In this article, we will delve into the inner workings of a DCR and what to keep in mind when setting one up. Specifically, we will cover the following sections:
- How does a DCR actually work?
- What technical characteristics does it have to ensure data privacy?
- What are some common use cases?
How does a Data Clean Room work?
Data Clean Rooms are encrypted, secure and decentralised storage locations where first-party data is anonymised, layered, and matched between parties safely. This technology allows for future-proofed solutions safeguarded against new privacy changes while remaining in complete control of your data.

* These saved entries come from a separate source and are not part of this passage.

PR #29904, opened 2026-08-17
test(java): point the connect-atomicity storm at a blackhole address

kroitor:
One line + a comment. `WsClientConcurrencyTest.testConnectIsAtomic` storms `connect()` with 64 threads and asserts all callers share one future reference — a postcondition that only holds when no connection failure interleaves with the storm. The test's endpoint was `wss://example.invalid`, which resolves DNS and fails almost instantly, so `onError` could land mid-storm, legitimately complete the old future, install a fresh one and clear `startedConnecting` (correct retry semantics, properly done under `connectedLock`) — splitting the callers across two futures and failing `assertSame` on a scheduling coin-flip.

The blackhole address (`wss://10.255.255.1`, non-routable RFC1918) hangs far beyond the test window, so nothing can interleave and the assertions are deterministic; the trailing `close()` reaps the hanging attempt. The other two test methods never connect and are unaffected.

Surfaced on #29902, whose java-lane timing shift flipped the coin (its `ArrayCacheTest` alignment let that test run its full length, moving the parallel worker's schedule). The runtime `WsClient` behavior is correct — the test endpoint was the bug, from the original ws client hardening.

### DIFF
--- a/java/lib/src/test/java/io/github/ccxt/ws/WsClientConcurrencyTest.java
+++ b/java/lib/src/test/java/io/github/ccxt/ws/WsClientConcurrencyTest.java
@@ -24,8 +24,15 @@ import java.util.concurrent.atomic.AtomicInteger;
 class WsClientConcurrencyTest {
 
     private static WsClient newClient() {
+        // a non-routable RFC1918 blackhole, NOT a resolvable-and-failing name:
+        // wss://example.invalid fails DNS almost instantly, so onError could fire
+        // in the middle of the connect storm, legitimately reset startedConnecting
+        // and install a fresh future - splitting the callers across two futures
+        // and breaking the single-attempt postcondition the test asserts. a
+        // blackhole address just hangs far beyond the test window, so nothing
+        // can interleave and the assertions are deterministic
         return new WsClient(
-                "wss://example.invalid/ws",
+                "wss://10.255.255.1/ws",
                 null,
                 /* handleMessage */ (c, m) -> {},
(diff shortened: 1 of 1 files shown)


carlotestor (approved):
## Summary

`testConnectIsAtomic` storms `connect()` on 64 threads and `assertSame`s the returned `connected` futures. That postcondition only holds while `onError` does not run mid-storm: Java `WsClient.onError` completes the current future, installs a fresh one under `connectedLock`, and clears `startedConnecting` — correct retry semantics, but they split callers across two futures if a connect fails during the join.

`wss://example.invalid` is NXDOMAIN and fails almost immediately, so `createConnection` → `onError` can land inside the race (the #29902 java-lane timing shift made that coin-flip visible). `wss://10.255.255.1/ws` is an RFC1918 blackhole; TCP SYN hangs well past the 5s `@Timeout` (local probe: 1.5s connect still pending), so nothing can interleave.

The other three methods in this class never call `connect()`. Trailing `close()` is non-blocking here (`channel` is still null while Netty is mid-SYN), so it will not trip the 5s timeout. It does not cancel the in-flight `bootstrap.connect().sync()` either — the SYN lingers until Netty's connect timeout — which is fine for a single test.

## Correctness

Matches `WsClient.java`: `startedConnecting.compareAndSet` + async `createConnection`, `onError` complete-then-replace. Confined to the factory URL plus the comment that documents why the old name was flaky.

## Labels

`bug`, `java`, `ws`

## Verdict

Approve.

PR #29906, opened 2026-08-17
fix(latoken): drop non-positive book levels and skip the stale-ticker median check

kroitor:
Addresses the two latoken live failures that hit every language lane on 2026-08-17 (fetchOrderBook negative-amount assert + fetchTicker last-vs-median assert, identical `-0.1791852` ghost in both).

**Investigation:** latoken's REST book is an absolute snapshot — `price` / `quantity` / `cost` / `accumulated`, no signed fields — while their **websocket** stream carries signed `quantityChange` deltas (the official python client builds books by summing them; the official dotnet models show both protocols side by side). During venue incidents a signed internal aggregate leaks into the REST `quantity`: a deleted level gets served with a zero or negative quantity for long stretches — observed live for 30+ minutes with `bestAskQuantity: -0.1791852` from **both** the book and ticker endpoints, while the endpoints were verified healthy again an hour later.

**fetchOrderBook fix:** a non-positive-quantity level in an absolute snapshot is a deleted level the venue's aggregation failed to drop — so it's removed before parsing (the semantically correct reconstruction, not just defense). Verified against the live healthy book (passes through intact) and an incident-replay fixture (negative and zero ghosts dropped, real levels survive, positive dust bids kept). The file transpiles, so all six languages inherit the filter.

**fetchTicker:** unfixable by parsing — `bestBid`/`bestAsk` come from the venue's ticker endpoint fields, which served a dust bid and the ghost ask while trades printed 1.15% above the stale median. Mitigated with the purpose-built `lastBetweenBidAsk` skip entry (gates exactly the last-vs-median sub-check at `test.ticker.ts:182`, all structural ticker checks stay live), with the incident as the reason string.

### DIFF
--- a/ts/src/latoken.ts
+++ b/ts/src/latoken.ts
@@ -5,6 +5,7 @@ import { sha512 } from '@noble/hashes/sha2.js';
 import Exchange from './abstract/latoken.js';
 import { ExchangeError, AuthenticationError, InvalidNonce, BadRequest, ExchangeNotAvailable, PermissionDenied, AccountSuspended, RateLimitExceeded, InsufficientFunds, BadSymbol, InvalidOrder, ArgumentsRequired, NotSupported } from './base/errors.js';
 import { TICK_SIZE } from './base/functions/number.js';
+import Precise from './base/Precise.js';
 import type { TransferEntry, Balances, Currency, CurrencyInterface, Int, Market, Order, OrderBook, OrderSide, OrderType, Str, Strings, Ticker, Tickers, Trade, Transaction, Num, TradingFeeInterface, Currencies, Dict, NullableDict, FeeString, List, FeeInterface, int, Endpoint } from './base/types.js';
 
 //  ---------------------------------------------------------------------------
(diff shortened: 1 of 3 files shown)


ts/src/latoken.ts
```diff
@@ -668,7 +669,34 @@ export default class latoken extends Exchange {
...
+        }
+        for (let i = 0; i < rawBids.length; i++) {
+            const bidEntry = rawBids[i];
+            const bidQuantity = this.safeString (bidEntry, 'quantity');
+            if (Precise.stringGt (bidQuantity, '0')) {
+                bids.push (bidEntry);
+            }
+        }
+        const filtered: Dict = { 'ask': asks, 'bid': bids };
+        return this.parseOrderBook (filtered, symbol, undefined, 'bid', 'ask', 'price', 'quantity');
```
carlotestor, line 699: This new parse path has no static response fixture. `ts/src/test/static/response/latoken.json` has no `fetchOrderBook` entry today (request-only exists). Committing the incident-replay case already verified — negative/zero ghosts dropped, real levels and positive dust kept — would lock the filter without another live incident.

carlotestor (commented):
## Summary

Two latoken live failures from 2026-08-17: REST book leaking deleted levels as non-positive `quantity`, and ticker serving a stale wide `bestBid`/`bestAsk` that breaks last-vs-median. Filter + targeted skip is the right split.

## Correctness

- `Precise.stringGt(qty, '0')` is the right reconstruction for an absolute snapshot. `stringGt` is false on `undefined`, so missing/zero/negative levels are dropped; `parseOrderBook` / `parseOrderBookBidsAsks` do not filter these themselves.
- `lastBetweenBidAsk` under `fetchTicker` is the correct skip key: `test.ticker.ts` only runs that sub-check when `method === 'fetchTicker'`, and sibling entries (bitbank, bitfinex, bitvavo) live in the same place. Structural ticker checks stay live. Existing latoken `ticker.bid` / `ask` / `*Volume` skips already cover the negative-field asserts separately.
- Ticker side is unfixable by parsing — `bestBid` / `bestAsk` come from the ticker endpoint fields, not the book.

## Tests

No static `fetchOrderBook` response fixture is committed (`ts/src/test/static/response/latoken.json` has `fetchTicker` / trades / currencies only). The incident-replay case described in the PR body would lock the drop/keep behaviour offline.

CI: build jobs green; some `live-tests` still pending at review time.

## Labels

Applied: `bug`.

## Verdict

COMMENT — in-scope change looks correct and small; holding APPROVE while live-test lanes are still pending, and the filter has no committed fixture.

ts/src/latoken.ts
kroitor: Locked in 9e5dc4f — the poisoned payload is a static response case with all three ghost species (negative ask, zero ask, negative bid) around real levels and the positive dust bid; `parsedResponse` harvested verbatim from the response-tester report block. 4/4 static response tests pass.

PR #29907, opened 2026-08-17
fix(bit2c): drop dead zero-amount orders from the full book snapshot

kroitor:
Addresses the bit2c live failure (`bids[0][0] (192000) should be < than asks[0][0]` — a crossed book) that hit the js lane.

**Investigation:** the crossing came from a ghost bid `[192000, 0]` — zero amount, fixed price, stable for hours, present only on BtcNis while every other pair was clean: a single **dead order** stuck in the full snapshot. The evidence stack:

- the api docs define `orderbook.json` as *open orders* as price+amount pairs — a zero-amount row is out-of-contract by their own spec
- the venue's **own** `orderbook-top.json` ui feed serves the same book **without** the ghost (differential probe: ghost present in the full endpoint, absent in the ui endpoint at the same moment) — bit2c filters its own display but not the api
- a third-party client's lifecycle comment documents the mechanism: orders get a status by user balance (*open / no funds*) and are still *added to orderbook* — a dead order stays in the full snapshot with its amount zeroed at its limit price, indefinitely
- three third-party clients (node / python / c#) all pass the payload through raw — nobody has a "feature" reading of the row

**Fix:** `fetchOrderBook` drops non-positive-amount rows before parsing (positional — bit2c rows are bare `[price, amount]` pairs). A zero-amount "open order" is a dead order the snapshot failed to purge; removing it reconstructs exactly the book the venue's own ui shows, and uncrosses the book as a consequence. Genuine crossings (positive-amount) remain visible — those are a real signal the tests should keep catching.

**Verification:** `tsc --noEmit` clean; live probe against the **still-poisoned real endpoint** (ghost dropped, best bid 187755 < best ask 190701, all amounts positive); static response fixture built from the live poisoned payload with `parsedResponse` harvested verbatim from the response tester (includes a positive-dust bid proving the filter keeps small-but-real rows) — 1/1 static response tests pass. Same doctrine as the latoken fix (#29906).

### DIFF
--- a/ts/src/bit2c.ts
+++ b/ts/src/bit2c.ts
@@ -386,7 +386,33 @@ export default class bit2c extends Exchange {
             'pair': market['id'],
         };
         const orderbook = await this.publicGetExchangesPairOrderbook (this.extend (request, params));
-        return this.parseOrderBook (orderbook, symbol);
+        // the full orderbook.json snapshot can contain dead orders - rows
+        // published with a zero amount at their limit price, hours-stable and
+        // sometimes crossing the real market. per the api docs the endpoint
+        // contains open orders only, and the venue's own orderbook-top.json ui
+        // feed filters these rows out, so a non-positive amount is a dead order
+        // their full snapshot failed to purge - it is removed here, which also
+        // uncrosses the book. rows are positional price and amount pairs
+        const rawBids = this.safeList (orderbook, 'bids', []);
+        const rawAsks = this.safeList (orderbook, 'asks', []);
+        const bids = [];
+        const asks = [];
+        for (let i = 0; i < rawBids.length; i++) {
+            const bidRow = rawBids[i];
+            const bidAmount = this.safeString (bidRow, 1);
+            if (Precise.stringGt (bidAmount, '0')) {
+                bids.push (bidRow);
+            }
+        }
+        for (let i = 0; i < rawAsks.length; i++) {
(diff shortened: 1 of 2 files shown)


carlotestor (commented):
## Summary

`fetchOrderBook` now drops non-positive amounts from bit2c's positional `[price, amount]` snapshot before `parseOrderBook`. That matches the latoken reconstruction in #29906: a dead row the full book failed to purge, not a real crossing.

## Correctness

Live `orderbook.json` on BtcNis still serves a ghost bid `[192000.0, 0.0]` as `bids[0]`, which crosses `asks[0]` (`189623`). The venue's own `orderbook-top.json` omits that row (best bid `187756.61` < best ask `189623`). The filter uses `safeList` / `safeString` / `Precise.stringGt(..., '0')`, so undefined or non-positive amounts are dropped and the fixture's `0.0001` dust bid is kept. `parseOrderBook` does not attach raw `info`, so dropping rows cannot leak leftover levels. A genuine positive-amount cross would still surface.

## Tests

The static `fetchOrderBook` fixture is built from the live poisoned payload and asserts the ghost is gone while the remaining book stays uncrossed. `testResponseStatically` does not run `testOrderBook`, but this is the right place to lock the parse-shape filter.

## Labels applied

`bug`

## Verdict

COMMENT — in-scope change looks correct; live-test lanes are still pending on this just-opened PR.

PR #29908, opened 2026-08-17
fix(binance): deduplicate and merge keepAliveStockListenKey into keepAliveListenKey

kroitor:
Fixes two robustness defects in the stock (tokenized-equity) listenKey keepalive, by routing it through the one consolidated keepalive:

**Defect 1 — waiters hang on key death.** On a renewal failure, the main keepalive rejects every pending future on the affected private-stream client before zeroing the auth bucket, so consumers fail fast. The stock keepalive only zeroed the bucket: anyone awaiting on the stock user stream dangled until their own timeouts. The stock path now inherits the rejection sweep (the stock user stream lives on a fixed url and subscribes to `listenKey@orderReport`, so the affected client is addressable without the key).

**Defect 2 — dead-key resurrection.** With no cached key (post-failure), the old stock keepalive would POST anyway. Per the [stocks user-data-streams docs](https://developers.binance.com/en/docs/catalog/advanced-trading-stocks-trading/api/rest-api/user-data-streams#create-renew-listen-key), the equity endpoint is **create-or-renew** — so that POST minted a fresh key over a dead stream, and the bucket then claimed a healthy auth, blocking real re-authentication for a full refresh window. The main keepalive's dead-key guard now covers stock: a zeroed bucket waits for the next `authenticate`.

**Why consolidation is the fix and not a refactor ride-along:** both keepalives are the same renew-in-place machinery — the docs confirm the equity POST *extends the validity of the active key*, exactly like the PUT family — and the duplication is what let the stock copy drift into the two gaps above. The stock-specific facts survive as three leaf branches: the equity endpoint (with its param scrub), the `stockListenKeyRefreshRate` option, and a type-preserving reschedule. The reschedule filter was already the same predicate (`subscribeType === type`, stock had it hardcoded). Net −7 lines.

No auth-coordination changes — `authenticate` / `authenticateStock` untouched; independent of the single-flight work in #29903.

### DIFF
--- a/ts/src/pro/binance.ts
+++ b/ts/src/pro/binance.ts
@@ -386,38 +386,9 @@ export default class binance extends binanceRest {
     }
 
     async keepAliveStockListenKey (params: Dict = {}) {
-        try {
-            const options = this.safeDict (this.options, 'stock', {});
-            const requestParams: Dict = this.omit (params, [ 'stock', 'name', 'callerMethodName', 'type', 'subType', 'symbol', 'timeframe' ]) as Dict;
-            const response = await this.sapiPostEquityListenKey (requestParams);
-            const listenKey = this.safeString (response, 'listenKey');
-            const now = this.milliseconds ();
-            this.options['stock'] = this.extend (options, {
-                'listenKey': listenKey,
-                'lastAuthenticatedTime': now,
-            });
-        } catch (error) {
-            const options = this.safeDict (this.options, 'stock', {});
-            this.options['stock'] = this.extend (options, {
-                'listenKey': undefined,
-                'lastAuthenticatedTime': 0,
-            });
-            return;
-        }
-        const clients = Object.values (this.clients);
-        const listenKeyRefreshRate = this.safeInteger (this.options, 'stockListenKeyRefreshRate', 1200000);
-        for (let i = 0; i < clients.length; i++) {
-            const client = clients[i];
-            const clientSubscriptions = this.safeDict (client, 'subscriptions', {});
-            const subscriptionKeys = Object.keys (clientSubscriptions);
-            for (let j = 0; j < subscriptionKeys.length; j++) {
-                const subscribeType = subscriptionKeys[j];
-                if (subscribeType === 'stock') {
-                    this.delay (listenKeyRefreshRate, this.keepAliveStockListenKey, params);
-                    return;
-                }
-            }
-        }
+        // same listenKey machinery as the other product lines - routes through
+        // the one consolidated keepalive below
+        return await this.keepAliveListenKey (this.extend (params, { 'type': 'stock', 'defaultType': 'stock' }));
     }
 
     /**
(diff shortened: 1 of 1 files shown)


ts/src/pro/binance.ts
```diff
@@ -3181,17 +3146,26 @@ export default class binance extends binanceRest {
         if (type === 'margin') {
             return;
         }
+        const isStock = (type === 'stock');
```
carlotestor, line 3157: `isStock` is computed after the existing `isLinear` / `isInverse` rewrite. `isLinear(type, subType)` is true whenever `subType === 'linear'` (REST `binance.isLinear`), and `handleSubTypeAndParams` above reads `options.defaultSubType` — always `'linear'` on `binanceusdm`, and common on mixed `binance` instances. That turns `type` from `'stock'` into `'future'` before this line, so the stock branch never runs: keepalive either PUTs the futures listenKey or hits the empty-key guard and drops the stock key. Same trap already guarded for `option` a few lines up — skip the rewrite when `type === 'stock'` (or compute `isStock` first).

ts/src/pro/binance.ts
```diff
@@ -376,7 +376,7 @@ export default class binance extends binanceRest {
                     'listenKey': listenKey,
                     'lastAuthenticatedTime': now,
                 });
-                this.delay (listenKeyRefreshRate, this.keepAliveStockListenKey, params);
+                this.delay (listenKeyRefreshRate, this.keepAliveListenKey, this.extend (params, { 'type': 'stock', 'defaultType': 'stock' }));
```
carlotestor: `defaultType: 'stock'` is unused by `keepAliveListenKey` (it reads `params.type`, not `handleMarketTypeAndParams`). After the type/symbol omit and the stock param scrub, `defaultType` is still in `requestParams` and will be signed onto `sapiPostEquityListenKey`. Drop the inject (or omit it in the stock request scrub). `params.type` is enough, and the reschedule path already restores it.

carlotestor (commented):
## Summary

Deletes the stock-only keepalive and schedules `keepAliveListenKey` from `authenticateStock`, so stock inherits the private-stream rejection sweep and the empty-key dead-key guard. The remaining stock leafs (equity POST + param scrub, `stockListenKeyRefreshRate`, type-preserving reschedule) are the right differences.

## Correctness

**`type === 'stock'` is rewritten to `'future'` before `isStock` is computed.** `keepAliveListenKey` still runs the existing `isLinear` / `isInverse` conversion whenever `type !== 'option'`. REST `binance.isLinear` is true for *any* type once `subType === 'linear'`, and `handleSubTypeAndParams` reads `options.defaultSubType` (always `'linear'` on `binanceusdm`; common on mixed `binance` instances). Then `isStock` is false, so this PR either PUTs the futures listenKey or hits the empty-key `return` and never renews the stock key. The option path already documents this trap a few lines above — stock needs the same skip.

**`defaultType: 'stock'` is unused for routing and can leak onto the signed POST.** `keepAliveListenKey` takes `params.type`, not `handleMarketTypeAndParams`. After the type/symbol omit and the stock param scrub, `defaultType` remains in `requestParams` for `sapiPostEquityListenKey`. Drop the inject (or omit it in the stock scrub); the reschedule path already restores `type`.

The shared stock market/user URL (`getStockWsUrl('user') === getStockWsUrl('market')`) means the new reject-all sweep can also fail pending public stock waiters on that client. Residual, not blocking — worth a hash-prefix filter if that mix is real.

## Labels applied

`bug`, `ws`

## Verdict

COMMENT — consolidation is the right fix, but the `isLinear` rewrite defeats the stock branch under a common `defaultSubType` and should be guarded before merge.

ts/src/pro/binance.ts
kroitor: Great catch, thank you! 🙏 Verified and it was even a bit nastier than dead code: with `defaultSubType: 'linear'` the rewrite flips `type` to `'future'` before the `isStock` computation, so `this.safeValue (this.options, type)` reads the *futures* bucket — with an active futures session the keepalive would happily renew the **futures** listenKey every cycle while the stock key silently expired at the 60-minute mark. No error surfaced, just a dead stock user stream later.

Fixed in f1b5e72 by exempting `stock` from the rewrite, same as the existing `option` exemption — that also keeps the bucket lookup on `options['stock']`, which computing `isStock` earlier alone wouldn't have fixed. Also audited `authenticate` for the same trap: its stock path reads `this.options['stock']` directly and never enters the rewrite, so it's clean.

carlotestor (commented):
Follow-up on f1b5e72f776ecef105272f49d44e9bbdeb160312

The stock exemption on the `isLinear` / `isInverse` rewrite is the right two-line fix: `type` stays `'stock'`, `isStock` is true, and the bucket stays `options['stock']` instead of renewing the futures listenKey. Same skip the option path already had. No new issues in this commit.

Merge gate: 🟢

carlotestor (commented):
Follow-up on 0884b50a14ce523796ef4215dbf91e367b641f19

Comment-only: rewords the stock `isLinear` exemption so a transpiled Python line no longer starts with `(`, which trips ruff E265. No logic change. Gate unchanged.

Merge gate: 🟢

If you recall from our previous article, there are three main types of DCRs, mainly distinguished by using an existing one (e.g, walled gardens) or building your own DCR together with a partner. For the adventurous types reading this article, we will detail here what a DCR looks like and relevant points to take into account.
The first step is to decide the relevant 1st party data you want to add to the DCR, such as ecommerce transactions, CRM or CDP records. It’s important to note at this stage that PI and PII data is read, encrypted and copied to a client-specific DCR Cloud Storage; no movement of sensitive data is done, and inside the DCR only a “hashed” copy of the data is present. Data ownership remains on the client side, and no leak or exposure of data is risked while on the DCR platform.
The selected data sources are then read, encrypted and stored on the DCR provider, where it’s further anonymised and aggregated into user and demographic groups. This resulting data is then available in the DCR platform for further analysis or overlapping with additional data sources; one example of such is the audience matching between two brands using encrypted data inside the DCR.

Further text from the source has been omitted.